Satprem, my dear little one,

I have read your letter in its entirety and I remain convinced that one day all the parts of your being, without excluding any, will be fully satisfied. But we shall see about that later.

For the moment, I only want to tell you, from the bottom of my heart – which is so deeply touched – thank you.

With all my love.

Signed: Mother

I will see you tomorrow morning at ten o'clock and I hope that a few small misunderstandings may be clarified.

I am sending you forthwith the note that I had prepared for tomorrow morning.


(Note from Mother to Satprem)

I did not utter the words that you heard – I wanted to speak to you of my experience during the night, but I was paralyzed because I clearly felt that you no longer understood me. As soon as I received your letter, I concentrated on you in an effort to help you, and when night fell, just at the hour I enter into contact with X, I called for his help – whereupon he sent me this little Kali whom he had already sent once before. So I went to your house, I took you in my arms and pressed you tightly to my heart to keep you as sheltered as possible from blows, and I let Kali do her warrior dance against this titan who is always trying to possess you, creating this rebelliousness in you.

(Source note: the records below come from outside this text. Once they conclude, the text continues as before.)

PR #3798, opened 2018-06-13
Move all core apps into core

rtibbles:
### Summary
Moves `auth`, `content`, `logger`, and `tasks` apps into `core`.

Updates all references to these apps to reflect the change in path.

### Reviewer guidance
Do tests pass?
Does Kolibri run?

Before completing each commit, I ran all the Python tests, and ran the devserver.

### References
Fixes #31 

----

### Contributor Checklist

- [x] Contributor has fully tested the PR manually
- [x] PR has the correct target branch and milestone
- [x] PR has 'needs review' or 'work-in-progress' label
- [x] If PR is ready for review, a reviewer has been added. (Don't use 'Assignees')
- [ ] If there are any front-end changes, before/after screenshots are included
- [ ] If this is an important user-facing change, PR or related issue has a 'changelog' label

### Reviewer Checklist

- [ ] Automated test coverage is satisfactory
- [ ] Reviewer has fully tested the PR manually
- [ ] PR has been tested for [accessibility regressions](http://kolibri-dev.readthedocs.io/en/develop/manual_testing.html#accessibility-a11y-testing)
- [ ] External dependencies files were updated (`yarn` and `pip`)
- [ ] Documentation is updated
- [ ] Link to diff of internal dependency change is included
- [ ] CHANGELOG.rst is updated for high-level changes
- [ ] Contributor is in AUTHORS.rst

PR #8999, opened 2022-01-14
reduce and fix migrations

jredrejo:
## Summary

- Strip initial migrations (touching the non-existing DeviceOwner model/tables) that are causing random problems when running tests with Postgresql on Docker.
- Adds one more error exception to migration helper

## References

These migrations deleted an old model that has not been used since, at least, #3798 , i.e. Jun 2018 (likely much before as they are initial migrations, but the history has been lost when  they were moved from auth to auth.core) , so it should not affect current users.

This PR is targed to 0.14.7 so we could use it in current stable KDP installations in case a new 0.14.x release is done.

## Reviewer guidance
* do tests pass?
* might any possible old user be affected by this change?

## Testing checklist

## PR process

## Reviewer checklist

- PR is fully functional
- Documentation is updated


kolibri/core/auth/migrations/0004_auto_20170816_1607.py
```diff
@@ -7,69 +7,6 @@
 from kolibri.core.auth.constants.role_kinds import ADMIN
 
 
-def device_owner_to_super_user(apps, schema_editor):
```
rtibbles, line 10: Deleting this migration would drop support for upgrading from 0.6.0 and below. I think this is OK, but I think it's useful for us to be explicit that this is happening.

rtibbles: The other consideration here is that if we are preventing this upgrade path, it actually gives us license to make more aggressive edits to the migrations - we could prevent the DeviceOwner table from ever being created in the first place.

jredrejo: I just wanted to remove the code that was causing problems in the tests, to be as less intrusive as possible. Of course, having the DeviceOwner table in the previous migrations does not make sense anymore from a code point of view, so I'm happy to delete it :)

rtibbles: Looks like we need to remove references to it from the tests for it too: `kolibri/core/auth/test/test_data_migrations.py`

jredrejo: Any problem in removing totally this test?
I don't see the point of it if the migration between models does not exist any more and it's gonna be really hard to make it pass because using `DevicePermissions.objects.create(user=deviceowner, is_superuser=True)` requires the user to be saved, but the user can't be saved at that moment of the migrations because `FacilityUser.objects.create` adds `gender` or `birth_year` fields that can't be saved as they didn't exist in the db yet.

rtibbles (approved):
Failures are unrelated to this PR, merging.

She must have at least partially succeeded in her work, because very early in the morning the titan went away somewhat discomfited, but while leaving, he flung this at me as he went by: “You will regret it, for you would have had less trouble if he had left.” I flung his suggestion back in his face with a laugh and told him, “Take that, along with all the rest of your ugly person! I have no need of it!” And the atmosphere cleared up.

I wanted to tell you all this, but I couldn't because you were still far away from me and it would have seemed like boasting. Also the misunderstanding created by the distance made you hear other words than those I uttered.